Almost all of our world’s oceans have been negatively affected by the impacts of humanity, a new study has revealed. Just 13% of the world’s oceans remain without damage and home to naturally occurring high levels of marine life.
Excessive fishing practices, global shipping, and land runoff are major factors in the degradation of our oceans the researchers found. “We were astonished by just how little marine wilderness remains,” says Kendall Jones, at the University of Queensland, Australia, and the Wildlife Conservation Society, who led the new research.
Humans have negatively impacted almost every corner of the world's oceans
“The ocean is immense, covering over 70% of our planet, but we’ve managed to significantly impact almost all of this vast ecosystem,” Jones says that we can see just how rich our oceans wildlife was before human impact by examining the remaining 13% of ocean wilderness.
“They act as time machines,” he said. “They are home to unparalleled levels of marine biodiversity and some of the last places on Earth you find large populations of apex predators like sharks.” Only 5% of the remaining ocean wilderness sits within existing protected areas.
Much of the rest is in the high seas, areas away from land borders which are harder to protect.
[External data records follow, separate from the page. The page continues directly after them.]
PR #134, opened 2023-05-23
Update clickhouse_exporter.go to handle both String http.status_code

ryansmartpadpro:
This changes http.status_code to be handled the same way that grpc.status_code in that both string and int values are valid


srikanthccv (approved):

makeavish (approved):

ryansmartpadpro:
@makeavish is there any changes needed before this can be merged?

PR #136, opened 2023-06-02
 chore: optimize multi architecture build

prashant-shahi:
- make targets for creation of static binaries
- optimize multi architecture image build flow by building artifacts outside of container
- update dependent workflows
- include intermediate `.build` folder in .gitignore file

Old PR: #93

Signed-off-by: Prashant Shahi <prashant@signoz.io>


Makefile
```diff
@@ -31,7 +33,18 @@ test:
 
 .PHONY: build
 build:
-	GOOS=$(GOOS) GOARCH=$(GOARCH) go build -o signoz-collector ./cmd/signozcollector
+	CGO_ENABLED=1 go build -tags timetzdata -o .build/${GOOS}-${GOARCH}/signoz-collector -ldflags "-linkmode external -extldflags '-static' -s -w ${LD_FLAGS}" ./cmd/signozcollector
```
srikanthccv, line 36: Was there a reason why `CGO_ENABLED` changed?

Makefile
```diff
@@ -31,7 +33,18 @@ test:
...
+
+.PHONY: amd64
+amd64:
+	make GOARCH=amd64 build
+
+.PHONY: arm64
+arm64:
+	make CC=aarch64-linux-gnu-gcc GOARCH=arm64 build
```
srikanthccv, line 44: This requires the gcc installed on system and problem for working on any machine that doesn't use gnu gcc.

prashant-shahi: yeah, you are right.

However, this is only meant to be used by us for cross-compiling for building multi-arch docker image.

For users wanting to build binary for their own machine, they can still use `make build`.

Makefile
prashant-shahi: Till Go `1.19`, `CGO_ENABLED` is enabled by default.
Since we were using alpine base image for both build time and run time,
we did not face any issues even though we had `ENV CGO_ENABLED=0` hardcoded in Dockerfile.

In case we set to `CGO_ENABLED` is false and build the static binary.
We get the following `core dumped` error when trying to run it.

```
[1]    2090581 trace trap (core dumped)  .build/linux-amd64/signoz-collector
```

The default behaviour of cgo is altered from Go 1.20. Hence, it is safer to enable
it on our own rather than relying on the defaults. Ref: https://tip.golang.org/doc/go1.20#cgo

srikanthccv (approved):

srikanthccv:
Now that you published binaries, can you try building the docker image using make on systems that don't have gnu-gcc?

prashant-shahi:
> Now that you published binaries, can you try building the docker image using make on systems that don't have gnu-gcc?

If you meant to build multi-arch docker image, it would still require `gnu-gcc`. Since we are now building binaries outside of the docker container.

However, I don't think normally you would have to manually do that. You can either use `main` tag for merged PR, or create release candidate tag.

In case of amd/arm docker image, you can still do that without any issue in respective amd/arm machine.

srikanthccv:
>In case of amd/arm docker image, you can still do that without any issue in respective amd/arm machine.

No, this isn't working. I am on a branch X and want to build a docker image with the current changes. The make targets no longer work on the Apple machine for `arm64`.

prashant-shahi:
>  The make targets no longer work on the Apple machine for arm64.

You can build it on the same machine and use it

In case you need to share it with others and multi architecture image is a "must have", you can use staging env to build it.

prashant-shahi:
I understand the trade-off with building outside the container.

However, we should also note about the build time improved of `push-workflow` by 4.5-6 times.
Before it used to take 45-60 minutes, now it takes around 10 minutes.

prashant-shahi:
@srikanthccv addressed in #139

PR #140, opened 2023-06-13
chore: updated otel col to v0.79.0

makeavish:


srikanthccv:
Test the nginx receiver breaking change once if it affects our users. LGTM otherwise.

makeavish:
Checked the nginx receiver change, it's under a feature flag that our users need not use until it replaces original metric.

srikanthccv (approved):

Issue #147, opened 2023-06-23
`hasError` must not be set true for server kind spans with 4xx


srikanthccv:
https://github.com/SigNoz/signoz-otel-collector/blob/8decaf03afdfcd7d7167738642972f2f2afc7f45/exporter/clickhousetracesexporter/clickhouse_exporter.go#L153-L164

PR #153, opened 2023-06-26
fix: hasError not set true

makeavish:
for server kind spans with 4xx errors

fixes(https://github.com/SigNoz/signoz-otel-collector/issues/147)


exporter/clickhousetracesexporter/clickhouse_exporter.go
```diff
@@ -157,7 +157,7 @@ func populateOtherDimensions(attributes pcommon.Map, span *Span) {
 			if err == nil && statusString != 0 {
 				statusInt = int64(statusString)
 			}
-			if statusInt >= 400 {
+			if statusInt >= 500 || (statusInt >= 400 && span.Kind != 2) {
```
srikanthccv, line 160: There is a gRPC as well. Please update that.

https://github.com/SigNoz/signoz-otel-collector/blob/8decaf03afdfcd7d7167738642972f2f2afc7f45/exporter/clickhousetracesexporter/clickhouse_exporter.go#L198-L207

makeavish: For gRPC apparently it's not very clear which are server side errors.
Go through these docs, you will see that most status codes are shared among client and server: https://grpc.github.io/grpc/core/md_doc_statuscodes.html

makeavish:
> As discussed on 26th Jun, Please rely on the span status code for hasError.

@srikanthccv Updated code to only rely on span status code for has error. [Here](https://github.com/SigNoz/signoz-otel-collector/blob/926fba7740d54250942ad39dd289b56cd27b8985/exporter/clickhousetracesexporter/clickhouse_exporter.go#L367) we are checking if span status code is 2 to set hasError to true

srikanthccv:
Can you use the symbol `ptrace.StatusCodeError` from pdata instead of 2 in the linked code?

makeavish:
> Can you use the symbol `ptrace.StatusCodeError` from pdata instead of 2 in the linked code?

Updated

srikanthccv (approved):

Issue #157, opened 2023-07-10
[Traces] Usge collection should happen at newStructuredSpan


nityanandagohain:
As of now due to tagMap and stringMap the size is double, calculate it at newStructuredSpan function instead.

PR #158, opened 2023-07-16
fix: update usage collection to remove deprecated param

makeavish:


nityanandagohain (changes requested):
This is incorrect, its doing the same thing i.e size of entire tracemodel is added again.

Please use the solution mentioned here https://github.com/SigNoz/signoz-otel-collector/issues/157#issue-1797975584

nityanandagohain (changes requested):
Let's calculate at the receiving level itself https://github.com/SigNoz/signoz-otel-collector/issues/157#issue-1797975584 ?

nityanandagohain (approved):

srikanthccv:
Marshalling and JSON, especially, are very expensive in CPU resource usage. The seemingly simple change made it almost 2x what it used to be, and it will degrade the collector capability when the load is non-trivial. I would have looked for other approaches. 

Side note: @nityanandagohain, it's good to write down why you went from requested changes to approved again without any comments. I am assuming you had some discussion which is fine but others wouldn't know anything about it.

nityanandagohain:
@makeavish lets open a new issue so that we keep the the resource usage in account and make changes once we find a better solution.

PR #183, opened 2023-10-06
feat: boolean attribute and dot in attribute names

nityanandagohain:
* Adds support for boolean attribute.
* Doesn't convert `.` to `_` in attribute names.

Fixes https://github.com/SigNoz/signoz/issues/3553


nityanandagohain:
Not relevant as of now since we are not going with `.`

PR #223, opened 2021-09-23
fix: hide min and max fields when not internal enrolment + improve tests

Sartonon:
## Description :sparkles:

- Hide min and max fields when event doesn't have internal enrolment

### Closes :no_good_woman:
**[PT-1215](https://helsinkisolutionoffice.atlassian.net/browse/PT-1215):** 


nikomakela (approved):
gj

PR #224, opened 2021-09-23
fix: hide also seats input when not internal enrolment

Sartonon:
## Description :sparkles:

- Hide also seats input when not internal enrolments

### Closes :no_good_woman:
**[PT-1215](https://helsinkisolutionoffice.atlassian.net/browse/PT-1215):** 


nikomakela (approved):
GJ

PR #229, opened 2021-10-19
PT-1220 | Fix how multiday occurrences are shown

Sartonon:
Fix how multiday occurrences are shown and update date formatting to comply with HDS guidelines.

### Closes :no_good_woman:
**[PT-1220](https://helsinkisolutionoffice.atlassian.net/browse/PT-1220):** 

## Screenshots :camera_flash:

OLD:

Screenshot 2021-10-19 at 16 18 49
Screenshot 2021-10-19 at 16 19 06

NEW:
Screenshot 2021-10-19 at 16 19 30
Screenshot 2021-10-19 at 16 19 37
Screenshot 2021-10-19 at 16 19 44

Event card updated also:
Screenshot 2021-10-25 at 14 55 29

### DIFF
--- a/src/domain/event/eventPreviewCard/EventPreviewCard.tsx
+++ b/src/domain/event/eventPreviewCard/EventPreviewCard.tsx
@@ -12,7 +12,7 @@ import EventKeywords from '../eventKeywords/EventKeywords';
 import {
   getEventFields,
   getEventPlaceholderImage,
-  getEventStartTimeStr,
+  getNextOccurrenceDateStr,
 } from '../utils';
 import styles from './eventPreviewCard.module.scss';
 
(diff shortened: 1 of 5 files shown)


src/domain/occurrence/__tests__/OccurrenceDetailsPage.test.tsx
```diff
@@ -1,3 +1,5 @@
+import { MockedResponse } from '@apollo/client/testing';
+import { axe } from 'jest-axe';
```
Jokinen, line 2: Looks like this import isn't used.

Jokinen (approved):
The changes looked good to me, although it's not easy to spot the details as there are a lot fo similar changes.

Seems like it could make sense to either move some of the utils into HDS or into https://github.com/City-of-Helsinki/helsinki-utils-js although I'm not sure if we have the resources to do that. Now that the formats should be shared, there's less chance for divergence between projects, which makes sharing easier.

PR #233, opened 2021-11-05
feat: updated the study group and servicemap api schemas.

nikomakela:
Updated the schema with minimal changes: Unit Id and new unit information should be used in UI. Occurrences were somehow set to non-nullable, but they should be nullable. PT-1264 PT-1292.

Dependencies: https://github.com/City-of-Helsinki/palvelutarjotin/pull/221 and https://github.com/City-of-Helsinki/palvelutarjotin/pull/220


src/domain/event/EventSummaryPage.tsx
```diff
@@ -73,7 +73,7 @@ const EventSummaryPage: React.FC = () => {
   const isInternalEnrolment = enrolmentType === EnrolmentType.Internal;
 
   const occurrences =
-    (eventData?.event?.pEvent?.occurrences.edges.map(
+    (eventData?.event?.pEvent?.occurrences?.edges.map(
```
nikomakela, line 76: I don't know when this has changed. I thought it has always been so that occurrences can be null.

PR #236, opened 2021-11-11
feat: unit place selector uses schoolsAndKindergartens query

nikomakela:
API returns all the units (1000+ pcs) all at once from schoolsAndKindergartens graphql query. The Enrolment form autosuggest field for unit selection should be able to filter the list of units with an input value.

PT-1298 PT-1313.

Same ticket in palvelutarjotin-ui: https://github.com/City-of-Helsinki/palvelutarjotin-ui/pull/173

----

The list of schools and kindergartens is from Servicemap API, but the selected place is queried from LinkedEvents places-API

image

with error:

image

### DIFF
--- a/src/domain/place/placeText/PlaceText.tsx
+++ b/src/domain/place/placeText/PlaceText.tsx
@@ -1,5 +1,4 @@
 import * as React from 'react';
-import { useTranslation } from 'react-i18next';
 
 import { usePlaceQuery } from '../../../generated/graphql';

The researchers are using the results of the study to push for a high seas conservation treaty that is urgently needed.
Deep sea fishing needs urgent rethinking
They are also asking that the $4bn a year in government subsidies spent propping up the high seas fishing industry be cut. “Most fishing on the high seas would actually be unprofitable if it weren’t for big subsidies,” Jones said.
New mapping shows that half of the world’s oceans are now industrially fished. The researchers fear this number could increase and areas that have been previously untouched by human impact could soon be damaged.
Areas of ocean wilderness are under direct threat from increasing fishing plans as they are unprotected by any laws. “This means the vast majority of marine wilderness could be lost at any time, as improvements in technology allow us to fish deeper and ship farther than ever before,” Jones explains.
Climate change is playing a role says, researchers
New fishing areas are also opening up as ice cover melts due to climate change. Jones and the research team identified Arctic wilderness areas previously protected by ice cover in the 1970s that had now been lost after the ice melted and fishing boats were able to access them.
The team says that soon almost every part of the ocean will be under threat due to human activity. Despite the worrying news the researchers point to positives as well.
Areas around the British Indian Ocean Territory close to Diego Garcia are flourishing in part thanks to controversial decision to remove islanders in the 1960’s. The world's biggest marine sanctuary is one step closer to being formed now that major fishing companies are supporting moves for its creation.